▶ INSTRUCTIONS TO FOLLOW
Keep every line in which "Record" occurs and drop the rest of the data.
╭──
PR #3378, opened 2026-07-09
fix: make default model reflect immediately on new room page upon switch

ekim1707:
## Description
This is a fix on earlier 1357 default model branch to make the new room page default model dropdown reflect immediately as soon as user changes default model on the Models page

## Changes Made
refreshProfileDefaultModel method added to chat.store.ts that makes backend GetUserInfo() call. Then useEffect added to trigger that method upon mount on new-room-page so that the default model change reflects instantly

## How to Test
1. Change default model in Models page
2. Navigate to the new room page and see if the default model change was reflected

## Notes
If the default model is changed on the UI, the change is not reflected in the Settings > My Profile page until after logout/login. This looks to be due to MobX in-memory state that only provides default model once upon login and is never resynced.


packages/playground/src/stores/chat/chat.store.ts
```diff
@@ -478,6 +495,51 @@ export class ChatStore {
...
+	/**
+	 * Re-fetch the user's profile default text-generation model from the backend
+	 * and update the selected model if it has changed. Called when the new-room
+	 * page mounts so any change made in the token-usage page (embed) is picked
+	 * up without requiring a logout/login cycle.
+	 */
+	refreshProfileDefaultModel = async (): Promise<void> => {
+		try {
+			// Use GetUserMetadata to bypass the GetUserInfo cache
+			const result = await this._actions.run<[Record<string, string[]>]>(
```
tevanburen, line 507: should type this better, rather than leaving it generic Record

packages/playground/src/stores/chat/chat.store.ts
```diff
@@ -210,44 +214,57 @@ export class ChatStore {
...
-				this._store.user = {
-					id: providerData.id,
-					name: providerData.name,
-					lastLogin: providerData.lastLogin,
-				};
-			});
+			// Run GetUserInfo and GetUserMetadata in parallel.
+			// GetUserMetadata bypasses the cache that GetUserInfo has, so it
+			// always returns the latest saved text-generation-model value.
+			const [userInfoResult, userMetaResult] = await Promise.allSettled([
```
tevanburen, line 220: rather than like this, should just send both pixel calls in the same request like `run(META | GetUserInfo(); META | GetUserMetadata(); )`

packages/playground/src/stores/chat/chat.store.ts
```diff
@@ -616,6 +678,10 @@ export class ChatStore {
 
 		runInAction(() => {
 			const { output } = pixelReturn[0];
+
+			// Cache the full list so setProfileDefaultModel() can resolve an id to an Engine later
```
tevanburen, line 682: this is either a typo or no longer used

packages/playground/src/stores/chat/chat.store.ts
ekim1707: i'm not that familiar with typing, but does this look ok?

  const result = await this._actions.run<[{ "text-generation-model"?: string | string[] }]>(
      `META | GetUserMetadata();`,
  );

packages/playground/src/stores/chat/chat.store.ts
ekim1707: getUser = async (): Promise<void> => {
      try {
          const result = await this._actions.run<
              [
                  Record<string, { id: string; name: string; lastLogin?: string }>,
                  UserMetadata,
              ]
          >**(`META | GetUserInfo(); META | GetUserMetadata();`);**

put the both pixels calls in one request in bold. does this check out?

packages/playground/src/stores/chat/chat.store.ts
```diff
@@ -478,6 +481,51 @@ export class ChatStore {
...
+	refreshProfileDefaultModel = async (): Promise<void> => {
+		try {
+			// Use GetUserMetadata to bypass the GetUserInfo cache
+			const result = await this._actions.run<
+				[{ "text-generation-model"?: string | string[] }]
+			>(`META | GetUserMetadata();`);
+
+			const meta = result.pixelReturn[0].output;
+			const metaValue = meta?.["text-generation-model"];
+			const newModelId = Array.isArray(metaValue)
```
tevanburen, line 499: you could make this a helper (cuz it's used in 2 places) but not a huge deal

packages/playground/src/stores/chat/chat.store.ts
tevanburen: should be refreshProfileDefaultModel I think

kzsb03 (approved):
╰──
╭──
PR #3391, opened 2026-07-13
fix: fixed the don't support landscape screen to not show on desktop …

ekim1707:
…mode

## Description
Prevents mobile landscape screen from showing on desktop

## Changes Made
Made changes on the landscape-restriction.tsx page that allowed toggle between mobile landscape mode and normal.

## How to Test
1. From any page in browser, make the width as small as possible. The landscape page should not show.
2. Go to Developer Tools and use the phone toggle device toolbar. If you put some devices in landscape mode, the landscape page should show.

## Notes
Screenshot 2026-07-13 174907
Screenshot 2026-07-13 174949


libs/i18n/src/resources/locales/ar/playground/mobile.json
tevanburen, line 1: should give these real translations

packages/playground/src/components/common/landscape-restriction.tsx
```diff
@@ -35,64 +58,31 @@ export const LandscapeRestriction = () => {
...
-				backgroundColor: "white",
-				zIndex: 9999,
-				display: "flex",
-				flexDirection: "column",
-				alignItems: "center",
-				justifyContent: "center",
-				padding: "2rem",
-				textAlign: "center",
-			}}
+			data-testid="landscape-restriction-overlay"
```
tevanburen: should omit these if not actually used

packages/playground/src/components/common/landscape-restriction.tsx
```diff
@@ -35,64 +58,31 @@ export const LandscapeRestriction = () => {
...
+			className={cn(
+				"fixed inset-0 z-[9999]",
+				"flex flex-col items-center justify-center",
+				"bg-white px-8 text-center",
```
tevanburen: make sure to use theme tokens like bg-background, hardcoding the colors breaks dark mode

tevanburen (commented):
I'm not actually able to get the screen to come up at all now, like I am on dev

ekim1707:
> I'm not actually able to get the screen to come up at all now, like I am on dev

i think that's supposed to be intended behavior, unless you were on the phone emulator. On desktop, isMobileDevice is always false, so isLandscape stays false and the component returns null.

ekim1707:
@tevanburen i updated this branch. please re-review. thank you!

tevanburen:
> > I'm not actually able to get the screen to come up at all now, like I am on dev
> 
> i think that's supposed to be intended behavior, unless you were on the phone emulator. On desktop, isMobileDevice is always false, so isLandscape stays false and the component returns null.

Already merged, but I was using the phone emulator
╰──
╭──
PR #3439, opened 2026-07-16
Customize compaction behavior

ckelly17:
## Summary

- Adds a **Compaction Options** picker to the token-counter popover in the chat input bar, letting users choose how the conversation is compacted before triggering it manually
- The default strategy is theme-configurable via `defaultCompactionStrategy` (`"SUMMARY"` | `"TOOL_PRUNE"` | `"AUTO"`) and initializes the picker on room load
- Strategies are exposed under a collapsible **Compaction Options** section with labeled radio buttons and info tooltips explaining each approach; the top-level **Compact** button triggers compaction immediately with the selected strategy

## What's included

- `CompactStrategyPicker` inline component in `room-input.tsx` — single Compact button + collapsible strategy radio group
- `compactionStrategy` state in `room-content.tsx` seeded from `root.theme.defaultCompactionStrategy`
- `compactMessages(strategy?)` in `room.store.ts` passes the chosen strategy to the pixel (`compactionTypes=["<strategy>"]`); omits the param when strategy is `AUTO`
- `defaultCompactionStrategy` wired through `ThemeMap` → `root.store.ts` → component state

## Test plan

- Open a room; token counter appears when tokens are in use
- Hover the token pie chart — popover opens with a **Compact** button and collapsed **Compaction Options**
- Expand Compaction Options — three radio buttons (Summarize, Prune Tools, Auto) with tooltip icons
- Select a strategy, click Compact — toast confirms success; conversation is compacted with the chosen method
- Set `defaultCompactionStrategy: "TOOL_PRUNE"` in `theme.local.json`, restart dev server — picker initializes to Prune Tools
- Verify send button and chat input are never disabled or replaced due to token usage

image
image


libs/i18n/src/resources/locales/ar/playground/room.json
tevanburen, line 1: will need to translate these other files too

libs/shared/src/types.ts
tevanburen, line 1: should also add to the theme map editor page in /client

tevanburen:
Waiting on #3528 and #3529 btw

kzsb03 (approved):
╰──
▶ SOLUTION
+			const result = await this._actions.run<[Record<string, string[]>]>(
tevanburen, line 507: should type this better, rather than leaving it generic Record
                  Record<string, { id: string; name: string; lastLogin?: string }>,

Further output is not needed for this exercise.